- WHAT IS REQUIRED:
How many lines of these entries hold the string "equality"? Reply with the number alone.

[Stored data]

********

PR #593, opened 2024-05-02
improve test function write_read

BebeSparkelSparkel:
Now tests different encodings not just UTF8.
Removed NFData constraint so that Builder can be tested.

Should be pulled before hPutStr and hPutBuilder PRs

### DIFF
--- a/tests/Tests/QuickCheckUtils.hs
+++ b/tests/Tests/QuickCheckUtils.hs
@@ -261,7 +261,7 @@ write_read unline filt writer reader nl buf ts
     IO.hSeek h IO.AbsoluteSeek 0
     r <- reader h
     let isEq = r == t
-    deepseq isEq $ pure $ counterexample (show r <> bool " /= " " == " isEq <> show t) isEq
+    deepseq isEq $ pure $ counterexample (show r ++ bool " /= " " == " isEq ++ show t) isEq
   where
     t = unline . map (filt (not . (`elem` "\r\n"))) $ ts
     encodings = [IO.utf8, IO.utf8_bom, IO.utf16, IO.utf16le, IO.utf16be, IO.utf32, IO.utf32le, IO.utf32be]
--- a/tests/Tests/QuickCheckUtils.hs
+++ b/tests/Tests/QuickCheckUtils.hs
@@ -5,6 +5,9 @@
 {-# LANGUAGE CPP #-}
 {-# LANGUAGE DeriveFunctor #-}
 {-# LANGUAGE FlexibleInstances #-}
+{-# LANGUAGE NamedFieldPuns #-}
+{-# LANGUAGE RankNTypes #-}
+{-# LANGUAGE ScopedTypeVariables #-}
 
 {-# OPTIONS_GHC -fno-warn-orphans #-}
 
@@ -37,8 +40,11 @@ import Data.Char (isSpace)
 import Data.Text.Foreign (I8)
 import Data.Text.Lazy.Builder.RealFloat (FPFormat(..))
 import Data.Word (Word8, Word16)
-import Test.QuickCheck (Arbitrary(..), arbitraryUnicodeChar, arbitraryBoundedEnum, getUnicodeString, arbitrarySizedIntegral, shrinkIntegral, Property, ioProperty, discard, counterexample, scale, (.&&.), NonEmptyList(..), forAll)
+import GHC.IO.Encoding.Types (TextEncoding(TextEncoding,textEncodingName))
+import Test.QuickCheck (Arbitrary(..), arbitraryUnicodeChar, arbitraryBoundedEnum, getUnicodeString, arbitrarySizedIntegral, shrinkIntegral, Property, ioProperty, discard, counterexample, scale, (.&&.), NonEmptyList(..))
 import Test.QuickCheck.Gen (Gen, choose, chooseAny, elements, frequency, listOf, oneof, resize, sized)
+import Test.Tasty (TestTree, testGroup)
+import Test.Tasty.QuickCheck (testProperty)
 import Tests.Utils
 import qualified Data.ByteString as B
 import qualified Data.ByteString.Lazy as BL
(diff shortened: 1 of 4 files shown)


tests/Tests/Utils.hs
```diff
@@ -34,8 +34,8 @@ withTempFile :: (FilePath -> Handle -> IO a) -> IO a
 withTempFile = bracket (openTempFile "." "crashy.txt") cleanupTemp . uncurry
   where
     cleanupTemp (path,h) = do
-      open <- hIsOpen h
-      when open (hClose h)
+      closed <- hIsClosed h
+      unless closed $ hClose h
```
Bodigrim, line 38: Why do we need this change? Seems equivalent to what was before?..

tests/Tests/QuickCheckUtils.hs
```diff
@@ -250,23 +250,21 @@ write_read :: (NFData a, Eq a, Show a)
            -> [a]
            -> Property
 write_read _ _ _ _ (IO.NewlineMode IO.LF IO.CRLF) _ _ = discard
-write_read unline filt writer reader nl buf ts = ioProperty $
-    (===t) <$> act
+write_read _ _ _ _ _ (IO.BlockBuffering (Just x))  _ | x < 4 = discard
+write_read unline filt writer reader nl buf ts
+  = forAll (elements encodings) $ \enc -> ioProperty $ do
```
Bodigrim, line 255: It's somewhat unfortunately that all encodings will be lumped into the same `Property`. Let's refactor this further: make `write_read` to return not a `Property` but `[TestTree]` with a test per encoding.

Bodigrim (commented):
Thanks for working on improving the test suite!

tests/Tests/Utils.hs
BebeSparkelSparkel: I was having problems with windows and the semi-closed handle state. I'll try again without.

BebeSparkelSparkel: This function will fail if the file is in a semi-closed state when doing lazy IO with LazyText and the temporary file will not be removed.

Bodigrim: Fair enough, thanks for checking.

Bodigrim (approved):

tests/Tests/QuickCheckUtils.hs
```diff
@@ -240,33 +246,36 @@ instance Arbitrary IO.BufferMode where
...
-            IO.hClose h
-            bracket (IO.openFile path IO.ReadMode) IO.hClose $ \h' -> do
-              IO.hSetEncoding h' IO.utf8
-              IO.hSetNewlineMode h' nl
-              IO.hSetBuffering h' buf
-              r <- reader h'
-              r `deepseq` return r
+  propTest :: TextEncoding -> (modeArg -> IO.BufferMode) -> (modeArg -> Bool) -> modeArg -> IO.NewlineMode -> c -> Property
+  propTest _   _               _           _      (IO.NewlineMode IO.LF IO.CRLF) _ = discard
+  propTest _   _               modeArgPred bufArg _                              _ | modeArgPred bufArg = discard
```
Lysxia, line 266: What's wrong with bigger blocks?

tests/Tests/QuickCheckUtils.hs
```diff
@@ -240,33 +246,36 @@ instance Arbitrary IO.BufferMode where
...
+  -> ((Char -> Bool) -> b -> b)
+  -> (IO.Handle -> a -> IO ())
+  -> (IO.Handle -> IO a)
+  -> (c -> [b])
+  -> [TestTree]
+write_read unline filt writer reader modData
+  = encodings <&> \enc@TextEncoding {textEncodingName} -> testGroup textEncodingName
+    [ testProperty "NoBuffering" $ propTest enc (\() -> IO.NoBuffering) (const False)
+    , testProperty "LineBuffering" $ propTest enc (\() -> IO.LineBuffering) (const False)
+    , testProperty "BlockBuffering" $ propTest enc IO.BlockBuffering (maybe False (< 4))
```
Lysxia, line 261: Rejection sampling makes the logic convoluted here. Move the sampling of `BufferMode` outside of  `propTest`.

```suggestion
    , testProperty "BlockBuffering" $ forAll (IO.BlockBuffering . fmap ((+ 4) . fromIntegral) <$> (arbitrary :: Gen Word16)) $ \blockBuffering -> propTest enc blockBuffering
```

(note the "`Gen Word16`" was copied from the `Arbitrary IO.BufferMode` instance in this file.)

tests/Tests/QuickCheckUtils.hs
```diff
@@ -240,33 +246,36 @@ instance Arbitrary IO.BufferMode where
...
+    let ts = modData d
+        t = unline . map (filt (not . (`elem` "\r\n"))) $ ts
+    IO.hSetEncoding h enc
+    IO.hSetNewlineMode h nl
+    IO.hSetBuffering h $ mkBufferingMode bufArg
+    () <- writer h t
+    IO.hSeek h IO.AbsoluteSeek 0
+    r <- reader h
+    let isEq = r == t
+    deepseq isEq $ pure $ counterexample (show r ++ bool " /= " " == " isEq ++ show t) isEq
```
Lysxia, line 277:
```suggestion
    pure (r === t)
```

`isEq` is a boolean which is about to be forced by `counterexample`, so `seq`/`deepseq` does nothing. And `===` in QuickCheck abbreviates `counterexample` of `==`.

tests/Tests/QuickCheckUtils.hs
BebeSparkelSparkel: utf 32 requires at least 4 bytes

tests/Tests/QuickCheckUtils.hs
BebeSparkelSparkel: I was having problems with lazy IO of LazyText and the handle closing before equality was tested.

I think `pure (r === t)` just passes the Property back but does not evaluate `r == t` until the handle is already closed.

tests/Tests/QuickCheckUtils.hs
BebeSparkelSparkel: moved to a generator

tests/Tests/QuickCheckUtils.hs
Lysxia: I see. Since the real culprit is lazy IO, could this be fixed at the point where `write_read` is applied to lazy IO functions (wrap them to make them strict) instead of inside `write_read`?

BebeSparkelSparkel: I think moving strictness responsibly to the caller makes the interface harder to use since it is not captured in the type signature. Also, I am planning on adding Builder to this and cannot deep sequence it but I can check for equality.

Lysxia: ok.
it should be seq though.

tests/Tests/QuickCheckUtils.hs
```diff
@@ -240,33 +249,39 @@ instance Arbitrary IO.BufferMode where
...
+    IO.hSetBuffering h mode
+    () <- writer h t
+    IO.hSeek h IO.AbsoluteSeek 0
+    r <- reader h
+    let isEq = r == t
+    deepseq isEq $ pure $ counterexample (show r ++ bool " /= " " == " isEq ++ show t) isEq
+  encodings = [IO.utf8, IO.utf8_bom, IO.utf16, IO.utf16le, IO.utf16be, IO.utf32, IO.utf32le, IO.utf32be]
+
+  blockBuffering :: Gen IO.BufferMode
+  blockBuffering = IO.BlockBuffering <$> (fmap (fmap getPositive) arbitrary) `suchThat` maybe True (> 4)
```
Lysxia, line 283: Why not apply `max 5`? Rejection sampling loops unnecessarily.

tests/Tests/QuickCheckUtils.hs
```diff
@@ -276,12 +275,12 @@ write_read unline filt writer reader modData
...
     let isEq = r == t
-    deepseq isEq $ pure $ counterexample (show r ++ bool " /= " " == " isEq ++ show t) isEq
+    seq isEq $ pure $ counterexample (show r ++ bool " /= " " == " isEq ++ show t) isEq
+
   encodings = [IO.utf8, IO.utf8_bom, IO.utf16, IO.utf16le, IO.utf16be, IO.utf32, IO.utf32le, IO.utf32be]
 
   blockBuffering :: Gen IO.BufferMode
-  blockBuffering = IO.BlockBuffering <$> (fmap (fmap getPositive) arbitrary) `suchThat` maybe True (> 4)
-
+  blockBuffering = IO.BlockBuffering <$> fmap (fmap $ min 4 . getPositive) arbitrary
```
Lysxia, line 283:
```suggestion
  blockBuffering = IO.BlockBuffering <$> fmap (fmap $ max 4 . getPositive) arbitrary
```

BebeSparkelSparkel: That was a stupid mistake thanks.

Lysxia (approved):

Bodigrim:
@BebeSparkelSparkel this is unrelated to your work here, but could you please allow `template-haskell-2.22` in the Cabal file? This would allow CI to pass.

BebeSparkelSparkel:
@Bodigrim #595

Bodigrim:
@BebeSparkelSparkel thanks a ton! Please rebase this PR.

Bodigrim:
Thanks!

********

- FINISHED EXERCISE:
2